PR #4097, opened 2023-12-15
Add standalone `check-quorum-intersection` command

### LINKED ISSUE #4062: Consider exposing quorum intersection as a standalone command
`QuorumIntersectionChecker` implements an efficient quorum intersection checker used as to report based on the current internal state of the SCP state machine.

We should allow to invoke the same functionality based on some arbitrary input:
* it should be a subcommand invoked from the command line (not over http) so that it can be used in scripts
* input should probably be json (file or stdin) as it's what we use in other places, and it's easy to transform json into json outside of core
* we may want to make it compatible with the output of the http command `quorum?transitive=true` (allowing to use short/friendly names)

bboston7:
# Description

Resolves #4062

This change adds a command `check-quorum-intersection` that takes a JSON file produced by the `quorum` endpoint and checks whether it enjoys a quorum intersection.

Most of the change centers around reading JSON in, but this change also required refactoring `QuorumIntersectionChecker` to use a map from `NodeID` to `SCPQuorumSetPtr` instead of a map from `NodeID` to `NodeInfo`, as the intersection checking only relies on the `mQuorumSet` field of a `QuorumMap` and the JSON input does not contain everything in `NodeInfo`.

# Checklist
- [x] Compiles
- [x] Ran all tests


src/main/test/ApplicationUtilsTests.cpp
```diff
@@ -658,4 +658,42 @@ TEST_CASE("application major version numbers", "[applicationutils]")
     CHECK(getStellarCoreMajorReleaseVersion("v19.1.2-10") == std::nullopt);
     CHECK(getStellarCoreMajorReleaseVersion("v19.9.0-30-g726eabdea-dirty") ==
           std::nullopt);
+}
+
+TEST_CASE("standalone quorum intersection check", "[applicationutils]")
+{
+    Config cfg = getTestConfig();
+    const std::string JSON_ROOT = "testdata/check-quorum-intersection-json/";
```
nano-o, line 666: This fails to open the file if stellar-core is not run from src/

src/main/CommandLine.cpp
```diff
@@ -1360,6 +1360,48 @@ getSettingsUpgradeTransactions(CommandLineArgs const& args)
         });
 }
 
+int
+runCheckQuorumIntersection(CommandLineArgs const& args)
+{
+    CommandLine::ConfigOption configOption;
+    std::string jsonPath;
+    return runWithHelp(
+        args, {configurationParser(configOption), fileNameParser(jsonPath)},
```
nano-o, line 1369: It seems that a configuration file should not be necessary to check the provided json file? If that's the case then it might be better not to require `--conf`.

bboston7: You're right that the algorithm itself doesn't need the config, but `QuorumIntersectionCheckerImpl` requires one and uses it to generate human readable names (if available). I'll try to make the config optional instead.

bboston7: I just pushed up [a commit](https://github.com/stellar/stellar-core/pull/4097/commits/32a690e220403b367dfca7b62355c908a6ea7a7f) that makes `--conf` optional.

nano-o: Thanks! It looks like it's trying load a default config file though:
```
./src/stellar-core check-quorum-intersection src/testdata/test-network.json 
2023-12-19T15:54:58.703 [default INFO] Config from stellar-core.cfg
2023-12-19T15:54:58.703 [SCP FATAL] check-quorum-intersection encountered an error: No config file stellar-core.cfg found
```

src/main/test/ApplicationUtilsTests.cpp
bboston7: Fixed in 3f6f7e65dc8477b872e6db8e7c7c6bf8113ca467 by inlining the JSON into the tests.

src/scp/SCPDriver.cpp
```diff
@@ -67,6 +67,12 @@ SCPDriver::toStrKey(NodeID const& pk, bool fullKey) const
     return fullKey ? KeyUtils::toStrKey(pk) : toShortString(pk);
 }
 
+NodeID
+SCPDriver::fromStrKey(std::string const& pkStr) const
+{
+    return KeyUtils::fromStrKey<NodeID>(pkStr);
```
marta-lokhova, line 73: should we also update https://github.com/stellar/stellar-core/blob/89b1dcd20e61d1c0970ffa589da6913220554e76/src/main/CommandHandler.cpp#L1145C5-L1145C5 to use this new helper?

src/main/CommandLine.cpp
bboston7: Whoops, I forgot to actually mark it optional in this case. *now* it should work with 2408801b6410d31d02f261dd82e65907e8a5555e

src/main/test/ApplicationUtilsTests.cpp
marta-lokhova: we run tests from `src` normally anyways, as other tests rely on `testdata` folder, so I think this is fine. Having some test json files is helpful since they can also be used to manually test the command from command line, so I'd recommend we keep them.

src/main/CommandLine.cpp
marta-lokhova: Alternatively, it seems cleaner to just make the Config argument in QuorumIntersectionChecker optional, then we don't need to construct the default config at all (I think it's also a bit error-prone to pass default config to a module that is expecting the real user config).

src/main/test/ApplicationUtilsTests.cpp
bboston7: That makes sense, it's nice to have the JSON files. I reverted the change that inlined the tests.

src/main/CommandLine.cpp
bboston7: Good idea. I changed the `Config` in `QuorumIntersectionChecker` to a `std::optional<Config>` changed the front end to pass `std::nullopt` when `--conf` isn't passed (see 31dcd9a31c448fdc749895aacf74b8649077e523 for details)

src/scp/SCPDriver.cpp
bboston7: Good idea. `CommandHandler` doesn't have access to an `SCPDriver`, so I added a function to `Herder` that exposes the `fromStrKey` function in its `HerderSCPDriver` and called that from `CommandHandler::surveyTopology` (see 2dec3aefcb8f09940b43add26887e2b69586f400)

marta-lokhova: Thanks! I think the new helper should live in KeyUtils then, since it's not related to SCPDriver (it should also be static/free function)

src/main/CommandLine.cpp
```diff
@@ -1360,6 +1360,65 @@ getSettingsUpgradeTransactions(CommandLineArgs const& args)
...
+                if (configOption.mConfigFile.empty())
+                {
+                    // Need to set up logging in this case because there is no
+                    // `getConfig` call (which would otherwise set up logging)
+                    Logging::setLoggingToConsole(true);
+                    Logging::setLogLevel(configOption.mLogLevel, nullptr);
+                }
+                else
+                {
+                    cfg.emplace(configOption.getConfig(false));
```
marta-lokhova, line 1389: why not log to file?

src/scp/LocalNode.cpp
```diff
@@ -407,6 +407,52 @@ LocalNode::toJson(SCPQuorumSet const& qSet,
...
+SCPQuorumSet
+LocalNode::fromJson(Json::Value const& qSetJson) const
+{
+    return fromJson(
+        qSetJson, [&](std::string const& s) { return mDriver.fromStrKey(s); });
+}
+
+SCPQuorumSet
+LocalNode::fromJson(Json::Value const& qSetJson,
+                    std::function<NodeID(std::string const&)> const toNodeID)
```
marta-lokhova, line 419: Do we need toNodeID here? Seems like in all use cases we'd use the same fromStrKey function?

marta-lokhova (approved):
Looks great overall, thank you! Just a few minor suggestions. Also, please squash the commits so we can merge.

src/scp/SCPDriver.cpp
bboston7: Done in 2b2ecb16c119848fd26b86ec60dd20601fe61e04

src/scp/LocalNode.cpp
bboston7: I originally added this for symmetry with the `toJson` function that takes a similar function, but I agree that if we're not using this version it probably shouldn't exist. I removed it in 2b2ecb16c119848fd26b86ec60dd20601fe61e04.

src/main/CommandLine.cpp
bboston7: This is a holdover from when config files were mandatory and I thought console logging was more practical for this use case (otherwise there's very little output, and the log is tiny anyway). Now that the config file is optional I agree the command should just interpret the config file as-is. I changed this to log to a file and added a `--console` flag for those who want console logging. (see 7ebfcf096e2a971e448fc6a4b80b69fd259b1440)

bboston7:
This is rebased, squashed, and ready to merge!

marta-lokhova:
r+ a93dfe65e0a73ccde01d447d9c3bdad36bafb026

PR #4101, opened 2023-12-19
Report drifting close time on local node

### LINKED ISSUE #1815: Rethink how we check whether node's time is synchronized

marta-lokhova:
Resolves #1815

### DIFF
--- a/src/herder/HerderImpl.cpp
+++ b/src/herder/HerderImpl.cpp
@@ -52,6 +52,11 @@ using namespace std;
 namespace stellar
 {
 
+// Roughly ~10 minutes of consensus
+constexpr uint32 const CLOSE_TIME_DRIFT_LEDGER_WINDOW_SIZE = 120;
+// 10 seconds of drift threshold
+constexpr uint32 const CLOSE_TIME_DRIFT_SECONDS_THRESHOLD = 10;
+
 constexpr uint32 const TRANSACTION_QUEUE_TIMEOUT_LEDGERS = 4;
 constexpr uint32 const TRANSACTION_QUEUE_BAN_LEDGERS = 10;
 constexpr uint32 const TRANSACTION_QUEUE_SIZE_MULTIPLIER = 2;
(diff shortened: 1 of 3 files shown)


src/herder/HerderImpl.cpp
```diff
@@ -1323,6 +1328,29 @@ HerderImpl::triggerNextLedger(uint32_t ledgerSeqToTrigger,
     if (nextCloseTime <= lcl.header.scpValue.closeTime)
```
SirTyson, line 1328: Is there any particular reason we only check if a clock is drifting behind and not drifting ahead?

SirTyson (dismissed):
LGTM, just a few questions.

marta-lokhova:
@SirTyson PTAL. I re-worked the approach a little bit: now validators compare their own close time used for nomination with close time externalized by the network. If the drift is over a certain threshold, we fire a warning. This approach is based on the assumption that most validators on the network have healthy clocks. It also catches both drifting behind and drifting ahead, so no more special-casing is needed.

src/herder/HerderImpl.cpp
```diff
@@ -399,13 +404,47 @@ HerderImpl::writeDebugTxSet(LedgerCloseData const& lcd)
...
+{
+    auto it = ctMap.find(slotIndex);
+    if (it != ctMap.end())
+    {
+        it->second.second = value.closeTime;
+    }
+
+    if (ctMap.size() >= CLOSE_TIME_DRIFT_LEDGER_WINDOW)
+    {
+        medida::Histogram h(medida::SamplingInterface::SampleType::kSliding);
```
SirTyson, line 420: A comment here for this histogram would be helpful, it's pretty unclear what's happening unless you look up the definition of ctMap because of the `ct.second.second` lines.

src/herder/HerderImpl.cpp
```diff
@@ -1321,6 +1360,28 @@ HerderImpl::triggerNextLedger(uint32_t ledgerSeqToTrigger,
...
+            mDriftCTSlidingWindow[ledgerSeqToTrigger] =
+                std::make_pair(nextCloseTime, std::nullopt);
+            while (mDriftCTSlidingWindow.size() > CLOSE_TIME_DRIFT_LEDGER_WINDOW)
+            {
+                mDriftCTSlidingWindow.erase(mDriftCTSlidingWindow.begin());
+            }
+        }
+        else
+        {
+            CLOG_WARNING(Herder,
```
SirTyson, line 1379: Should we assert or throw here instead of warn? Does this indicate a logic bug, or is this possible if we have a longer than expected ledger such that the trigger timer fires multiple times on one ledger?

src/herder/HerderImpl.cpp
```diff
@@ -52,6 +52,11 @@ using namespace std;
 namespace stellar
 {
 
+// Roughly ~10 minutes of consensus
+constexpr uint32 const CLOSE_TIME_DRIFT_LEDGER_WINDOW = 120;
```
SirTyson, line 56: Nit: `CLOSE_TIME_DRIFT_LEDGER_WINDOW_SIZE` might be a better name here, at first I thought this was a time based constant and was trying to figure out how 120 mapped to 10 minutes.

SirTyson (approved):
LGTM, just a few nit pics.

src/herder/HerderImpl.cpp
marta-lokhova: we should handle this as gracefully as possible so the node can continue participating in consensus in case of buggy trigger (then the worst case is delays in nomination, which is still much better than a halt)

src/herder/HerderImpl.cpp
marta-lokhova: I re-wrote the loop with the use of structured bindings, I think that should make it more clear than a comment. Lmk what you think though.

src/herder/HerderImpl.cpp
marta-lokhova: Done.

src/herder/HerderImpl.cpp
SirTyson: Great, thanks!

SirTyson (approved):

● ● ●

| Exercise description |
Everything from the line with "nano-o: Thanks! It" through the line with "marta-lokhova, line 73: should" should be written out exactly as it appears above, end lines included, and nothing outside that range.

| Answer space |
nano-o: Thanks! It looks like it's trying load a default config file though:
```
./src/stellar-core check-quorum-intersection src/testdata/test-network.json 
2023-12-19T15:54:58.703 [default INFO] Config from stellar-core.cfg
2023-12-19T15:54:58.703 [SCP FATAL] check-quorum-intersection encountered an error: No config file stellar-core.cfg found
```

src/main/test/ApplicationUtilsTests.cpp
bboston7: Fixed in 3f6f7e65dc8477b872e6db8e7c7c6bf8113ca467 by inlining the JSON into the tests.

src/scp/SCPDriver.cpp
```diff
@@ -67,6 +67,12 @@ SCPDriver::toStrKey(NodeID const& pk, bool fullKey) const
     return fullKey ? KeyUtils::toStrKey(pk) : toShortString(pk);
 }
 
+NodeID
+SCPDriver::fromStrKey(std::string const& pkStr) const
+{
+    return KeyUtils::fromStrKey<NodeID>(pkStr);
```
marta-lokhova, line 73: should we also update https://github.com/stellar/stellar-core/blob/89b1dcd20e61d1c0970ffa589da6913220554e76/src/main/CommandHandler.cpp#L1145C5-L1145C5 to use this new helper?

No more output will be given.